En mai 1995, "Bohême" sort dans trente-cinq pays. Les disques d'or se multiplient. La chanson-titre de ce nouvel album recèle la recette du succès du groupe : mélodies simples, arrangements subtils, voix chargée d'émotion et ici, une influence marquée cette fois par l'Europe de l'Est. En février 1996, le duo reçoit un Grammy Award (récompense américaine) pour le meilleur album dans la catégorie "World music".
La première apparition scénique de Deep Forest a lieu en juin 1996 pour la clôture du sommet des chefs d'État des sept pays les plus industrialisés du monde, le G7 à Lyon. Ce spectacle, animé avec l'Orchestre National de Lyon, précède une tournée qui les mène d'Europe de l'Est à l'Océanie.
En 1997, ils réalisent un album pour un jeune artiste camerounais inconnu, Wes, émigré dans le nord de la France. Mêlant les chants traditionnels du Cameroun aux rythmes dance, le simple extrait de l'album, "Alane", est le tube de l'été en France.
Après avoir vendu près de 3 millions d'albums sur les cinq continents, Deep Forest reprend son vol avec un troisième CD qui sort le 20 janvier 1998. Cette fois, c'est dans les Caraïbes et en particulier à Cuba qu'ils ont puisé l'essentiel de leur inspiration. Le nom de l'album, "La Comparsa", évoque d'ailleurs les fêtes de rues improvisées de la plus grande île des Caraïbes. Sanchez et Mouquet se sont, pour l'occasion, entourés de noms tels que Wes, Ana Toroja ou le Syrien Abed Azrie. Parmi les 13 morceaux, c'est "Madazulu" qui est choisi comme premier extrait. Le 21 septembre, le groupe se produit à l'Olympia à Paris. En 1999, sort un live "Made in Japan" réalisé lors d'un concert à Tokyo en 1998.
Rock'n'roll
Alors que le duo vient de finir la bande originale d'un film d'Alain Corneau, "Le Prince du Pacifique" qui sort en 2000, il se remet à travailler sur un album original. Cette fois-ci, il s'éloigne un peu des ambiances "exotiques" et s'inspire de situations difficiles et dures découvertes au cours de ses nombreux voyages. Il utilise donc beaucoup plus de guitares et de batterie qu'auparavant, donnant à l'ensemble des morceaux une note plus rock. Deep Forest délaisse un peu ses sonorités électroniques teintées de world music qui a fait son succès. En juin 2002, sort donc dans de nombreux pays, "Music detected" sur lequel on retrouve des artistes comme l'Indonésienne Anggun ou l'Américaine Beverly Jo Scott.
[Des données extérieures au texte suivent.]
PR #2952, opened 2019-12-02
Clean checker/jdk.

smillst:


smillst:
@mernst, I think we intentionally did not clean the `checker/jdk` directory so that the whole jdk would not have to be rebuilt if just a few classes changed.

mernst:
> @mernst, I think we intentionally did not clean the `checker/jdk` directory so that the whole jdk would not have to be rebuilt if just a few classes changed.

That is only relevant if someone has run the clean task, right?  I don't expect that to be very common, in situations where just a few classes have recently changed.

mernst:
Thanks.  Feel free to merge, or to discard if you believe this behavior is the wrong thing.

PR #3718, opened 2020-09-30
Add a debugging/logging switch to GenericAnnotatedTypeFactory

mernst:
This can be useful when debugging, but it also clutters the code.  What do you think?


smillst (approved):
I don't use logging output to debug, so I probably wouldn't use this.  But if you find it helpful, I don't have a problem with this being merged.

Issue #2953, opened 2019-12-03
Enhancement request: new @EnumVal() that would behave like @StringVal()


smonteiro:
I could be wrong but I did not find documentation for a `@EnumVal`
The concept is not too far-fetched: one wants to enforce domain, co-domain, and range:

> Example of use case:
import javax.lang.model.type.TypeKind;
static @EnumVal({TypeKind.BYTE,
                    TypeKind.BOOLEAN,
                    TypeKind.CHAR,
                    TypeKind.DOUBLE,
                    TypeKind.FLOAT,
                    TypeKind.INT,
                    TypeKind.LONG}) TypeKind toPrimitiveTypeKind(...)
...
static  int fromPrimitiveTypeKind( @EnumVal({TypeKind.BYTE,
                    TypeKind.BOOLEAN,
                    TypeKind.CHAR,
                    TypeKind.DOUBLE,
                    TypeKind.FLOAT,
                    TypeKind.INT,
                    TypeKind.LONG}) TypeKind tk) {...)

kelloggm:
This is probably related to #2156. I agree that it would be useful for the Value Checker to support an `@EnumVal` annotation; see e.g. 
[this comment](https://github.com/awslabs/aws-kms-compliance-checker/blob/master/src/main/java/com/amazon/checkerframework/compliance/kms/ComplianceChecker.java#L18) in a third-party checker, which describes a desire to write annotations in a stub file on enum constants. The linked CF issue (#2147) was closed in favor of the more general #2156.

smonteiro:
While the topic of  #2156 is Enum, it is about something else.
My interest here is to clamp the domain  of arguments to functions and clamp their return values.

mernst:
I agree that this is a valuable enhancement, and that it's unrelated to #2156.
I don't think this would be very challenging to do:  the logic should be very similar to the other `*Val` annotations.

mernst:
Fixed in 483bd239c6d3755cdd62166f0bdd9e2e89d81acc

PR #3722, opened 2020-09-30
Add @EnumVal annotation to Constant Value Checker

kelloggm:
Implements #2953 by re-using the logic for `@StringVal`.

Some design notes/possible concerns:
* @mernst and I discussed whether it might be possible to use the actual enum constants as arguments to the annotation, in the hopes that the built-in `toString` implementation would convert them automatically. This doesn't work, because the arguments have to be constants, and the call to `toString` makes it an expression.
* I had to suppress three warnings in `Issue1218.java` related to type arguments. I'm pretty sure these are false positives; they're all of the form:
  ```
  framework/tests/value/Issue1218.java:75: error: [type.argument.type.incompatible] incompatible type argument for type 
  parameter E extends @UnknownVal Enum<@StringVal("A") MyEnum> of enums.
          enums(MyEnum.A);
               ^
    found   : @StringVal("A") MyEnum
    required: @UnknownVal Enum<@StringVal("A") MyEnum>
  ```
  If a reviewer has any ideas about how to get rid of these false positives in the checker itself, I'd appreciate it - I'm at a bit 
  of a loss.
* I didn't include `@EnumVal` in the type hierarchy diagram because it's treated identically to `@StringVal`, so it seemed redundant.


mernst:
@kelloggm Please ensure that CI passes before assigning the pull request.  Thanks. :-)

kelloggm:
@mernst, I've fixed the CI failures (including the new test you added, with some slight modifications), so this is now ready for review.

kelloggm:
This PR should not be merged before **https://github.com/typetools/jdk/pull/91**

mernst (approved):

PR #3726, opened 2020-10-01
Split getValueWithSameAnnotations() into getWidenedValue() and getNarrowedValue()

mernst:


checker/bin-devel/test-misc.sh
```diff
@@ -21,7 +21,7 @@ source "$SCRIPTDIR"/build.sh
 # Javadoc documentation
 # Uncomment this line temporarily for refactorings that touch a lot of code that
 # you don't understand.  Then, recomment it as soon as the pull request is merged.
-# SKIPJAVADOC=1
+SKIPJAVADOC=1
```
smillst, line 24: Should this be reverted?

checker/src/main/java/org/checkerframework/checker/signedness/SignednessAnnotatedTypeFactory.java
```diff
@@ -184,28 +188,39 @@ private void addSignednessGlbAnnotation(Tree tree, AnnotatedTypeMirror type) {
...
+            // TODO: A future enhancement will make the widened type indicate the signed basetype
+            // from which it was widened.
+            result.add(SIGNEDNESS_GLB);
+            return result;
+        }
+    }
+
+    @Override
+    public Set<AnnotationMirror> getNarrowedAnnotations(
+            Set<AnnotationMirror> annos, TypeKind typeKind, TypeKind widenedTypeKind) {
```
smillst, line 218: Should `widenedTypeKind` be renamed to `narrowedTypeKind`?

changelog.txt
```diff
@@ -1,3 +1,10 @@
+Version 3.8.0, November 2, 2020
+
+Renamed CFAbstractTransfer.getValueWithSameAnnotations() to two methods
```
smillst, line 3: I wouldn't call this a renaming.  `CFAbstractTransfer.getValueWithSameAnnotations()` was removed.  Also, we don't necessarily need to remove that method.  If we keep it in, then this change wouldn't be a breaking change.

smillst (approved):

changelog.txt
mernst: @smillst I think it's still a breaking change because `getValueWithSameAnnotations()` is no longer called.  If we leave it in, then clients of the Checker Framework will continue to compile, but their behavior will change.  If you think that's OK, we could make the version number 3.7.1.  What do you think?

smillst: The documentation of `getValueWithSameAnnotations` doesn't say that it is called for narrowing and widening conversions, so clients shouldn't rely on that fact. So, I'm ok with this.

PR #3731, opened 2020-10-02
Use dependabot v1 config instead of v2

### LINKED ISSUE #3730: Your .dependabot/config.yml contained invalid details
Dependabot encountered the following error when parsing your `.dependabot/config.yml`:

```
The property '#/' did not contain a required property of 'update_configs'
The property '#/' contains additional properties ["updates"] outside of the schema when none are allowed
The property '#/version' value 2 did not match one of the following values: 1
```

Please update the config file to conform with Dependabot's specification using our [docs](https://dependabot.com/docs/config-file/) and [online validator](https://dependabot.com/docs/config-file/validator/).

kelloggm:
Fix #3730, which seems to have been caused by having the wrong version of dependabot enabled for the config script that we added. This change uses the old config script format (v1) rather than the newer v2, since we're apparently running v1.

Background: funnily enough, I wasn't able to figure out which version of dependabot we were using, so I guessed in #3724 that it was the newer version. Apparently dependabot doesn't update itself!

### DIFF
--- a/.dependabot/config.yml
+++ b/.dependabot/config.yml
@@ -1,10 +1,11 @@
-version: 2
+version: 1
 
 # The com.amazonaws:aws-java-sdk-* dependencies are updated every day.
 # That is too many pull requests.
 
 updates:
-  - package-ecosystem: "java:gradle"
+  - package-manager: "java:gradle"
     directory: "/"
-    ignore:
-      - dependency-name: "com.amazonaws:aws-java-sdk-*"
+    ignore-updates:
+      - match:
+          dependency-name: "com.amazonaws:aws-java-sdk-*"


mernst:
@kelloggm I tried to fix the problem in https://github.com/typetools/checker-framework/commit/edca48452370a216c84cb130ad998020a15534a6 .  Is that not the right fix?

kelloggm:
I'm not sure. Your commit was definitely necessary, but I'm not sure if it is sufficient. The error message in #3730 says `The property '#/version' value 2 did not match one of the following values: 1`, which I understood to mean that we had to use the v1 syntax. The two config files (this one and the one that's currently checked in) should be identical, so we should only merge this PR if the current one still isn't working after your fix.

mernst:
@kelloggm Do you know how we can test whether the current one (after my attempted fix) is working?

kelloggm:
Let's just wait until Monday and see if we get anything from dependabot in the meantime.

I think this issue was mainly caused by using dependabot without a config (i.e. via the old GitHub integration), which will hopefully not be a problem in the future.

PR #3743, opened 2020-10-07
Support disabling returns receiver checker in an accumulation checker

kelloggm:
Also includes a (possibly over-engineered...) framework for supporting pluggable alias analyses in accumulation checkers. We don't have any other than returns receiver yet, but I anticipate adding more in the future as we build more accumulation analyses.

Because the only alias analysis available is RR, I didn't document the feature in the manual. I will do so once there is more than one alias analysis to choose from.

### DIFF
--- a/framework/src/main/java/org/checkerframework/common/accumulation/AccumulationAnnotatedTypeFactory.java
+++ b/framework/src/main/java/org/checkerframework/common/accumulation/AccumulationAnnotatedTypeFactory.java
@@ -19,6 +19,7 @@ import javax.lang.model.element.ExecutableElement;
 import javax.lang.model.util.Elements;
 import org.checkerframework.checker.nullness.qual.MonotonicNonNull;
 import org.checkerframework.checker.nullness.qual.Nullable;
+import org.checkerframework.common.accumulation.AccumulationChecker.AliasAnalysis;
 import org.checkerframework.common.basetype.BaseAnnotatedTypeFactory;
 import org.checkerframework.common.basetype.BaseTypeChecker;
 import org.checkerframework.common.returnsreceiver.ReturnsReceiverAnnotatedTypeFactory;
@@ -45,6 +46,12 @@ import org.checkerframework.javacutil.UserError;
  * #postInit()}.
  */
 public abstract class AccumulationAnnotatedTypeFactory extends BaseAnnotatedTypeFactory {
+
+    /**
+     * The typechecker associated with this factory. All AccumulationAnnotatedTypeFactory objects
+     * should use an accumulation checker rather than a standard base type checker.
+     */
+    public final AccumulationChecker accumulationChecker;
 
     /**
      * The canonical top annotation for this accumulation checker: an instance of the accumulator
@@ -84,6 +91,13 @@ public abstract class AccumulationAnnotatedTypeFactory extends BaseAnnotatedType
             Class<? extends Annotation> bottom,
             @Nullable Class<? extends Annotation> predicate) {
         super(checker);
+        if (!(checker instanceof AccumulationChecker)) {
+            throw new BugInCF(
+                    "AccumulationAnnotatedTypeFactory cannot be used with a checker "
+                            + "class that is not a subtype of AccumulationChecker. Found class: "
+                            + checker.getClass());
+        }
+        this.accumulationChecker = (AccumulationChecker) checker;
 
         this.accumulator = accumulator;
         // Check that the requirements of the accumulator are met.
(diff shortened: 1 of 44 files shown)


framework/src/main/java/org/checkerframework/common/accumulation/AccumulationChecker.java
```diff
@@ -10,20 +13,71 @@
...
+     * implementation of {@link #createAliasAnalyses()} to be as simple as possible.
+     */
+    private @MonotonicNonNull EnumSet<AliasAnalysis> aliasAnalyses;
+
     @Override
     protected LinkedHashSet<Class<? extends BaseTypeChecker>> getImmediateSubcheckerClasses() {
         LinkedHashSet<Class<? extends BaseTypeChecker>> checkers =
                 super.getImmediateSubcheckerClasses();
-        checkers.add(ReturnsReceiverChecker.class);
+        AliasAnalysis[] aliasAnalyses = createAliasAnalyses();
```
msridhar, line 38: This is coded as if enabling any `AliasAnalysis` will require enabling a sub-checker.  Is that the intention?  I'm not really sure how future alias reasoning might look.  In any case, this code might be clearer for now by just checking if `aliasAnalyses` contains `RETURNS_RECEIVER`, rather than looping and doing a switch.

framework/src/main/java/org/checkerframework/common/accumulation/AccumulationChecker.java
```diff
@@ -10,20 +13,71 @@
...
+    public enum AliasAnalysis {
+        RETURNS_RECEIVER
+    }
+
+    /**
+     * Get the alias analyses that this checker should employ.
+     *
+     * @return the alias analyses
+     */
+    protected AliasAnalysis[] createAliasAnalyses(@UnderInitialization AccumulationChecker this) {
```
msridhar, line 64: Should this return an `EnumSet`?

msridhar (commented):
Mostly looks good, but I have a couple questions.

framework/src/main/java/org/checkerframework/common/accumulation/AccumulationChecker.java
kelloggm: It returns an array rather than an enumset by design, so that overriding it is as easy as possible. With this signature, you can use the array constant syntax (as this version of the method does), which means that regardless of how many alias analyses you want to enable the method will always be very short and understandable. An enumset wouldn't be that much harder, of course, so if we think that's a lot clearer than I can change it.

framework/src/main/java/org/checkerframework/common/accumulation/AccumulationChecker.java
kelloggm: That's a fair point. I'll change this.

framework/src/main/java/org/checkerframework/common/accumulation/AccumulationChecker.java
msridhar: This is fine as is I think

msridhar (approved):

framework/src/main/java/org/checkerframework/common/accumulation/AccumulationChecker.java
mernst: I had the same question as Manu when I read the code.  I think that using an array makes this less rather than more concise -- the `EnumSet.of()` and `EnumSet.allOf()` calls are slightly more concise.  Furthermore, it feels a bit convoluted, and clutters the code, to use an array that will be immediately converted to an EnumSet.

mernst (approved):

framework/src/main/java/org/checkerframework/common/accumulation/AccumulationAnnotatedTypeFactory.java
```diff
@@ -84,6 +88,13 @@ protected AccumulationAnnotatedTypeFactory(
             Class<? extends Annotation> bottom,
             @Nullable Class<? extends Annotation> predicate) {
         super(checker);
+        if (!(checker instanceof AccumulationChecker)) {
+            throw new BugInCF(
```
mernst, line 92: I think this should be `TypeSystemError` instead.

framework/src/main/java/org/checkerframework/common/accumulation/AccumulationChecker.java
kelloggm: Since this was confusing for both of you, I'll change it to use an EnumSet throughout.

En 2003, le duo publie un best of de leurs compositions, "Essence of the Forest". Puis les deux musiciens prennent de la distance pour se consacrer à leurs projets respectifs. Eric Mouquet poursuit seul l’aventure Deep Forest et l’exploration des sonorités autour du monde. En 2008, il conçoit l’album "Deep Brasil" avec le Brésilien Flavio Dell Isola, qui signe les paroles et le chant.
Cinq ans plus tard, Deep Forest retrouve les bacs des disquaires avec les sorties presque simultanées de deux albums, "Deep India" et "Deep Africa". Pour le premier, sorti en février 2013, Eric Mouquet a collaboré avec le musicien indien Rahul Sharma, joueur de santour, un instrument à cordes oriental. À cette occasion, le groupe se produit pour la première fois en Inde, à Bangalore. Sur scène, Eric Mouquet s’entoure du bassiste sénégalais Alun Wade, du batteur David Fall et de la chanteuse Olyza Zamati.
Paru en juin 2013, l’album "Deep Africa" voit la participation de nombreux artistes africains : Lokua Kanza, Wasis Diop, Blick Bassy ou encore les chanteuses ivoirienne Olyza Zamati et sud-africaine Zama Magudulela.
Fruit des constantes expérimentations électroniques d’Eric Mouquet, dans son home studio hyper sophistiqué installé dans le Périgord, l’album "Evo-Devo" parait en 2016. En 2018, suit l’album "Epic Circuits", enregistré avec le Britannique Gaudi et teinté de sonorités dub.
En décembre 2020, l’album "Deep Symphonic" regroupe une dizaine de titres emblématiques du groupe ("Sweet Lullaby", "Bulgarian Melody", "Deep Requiem"...) réarrangés de façon symphonique.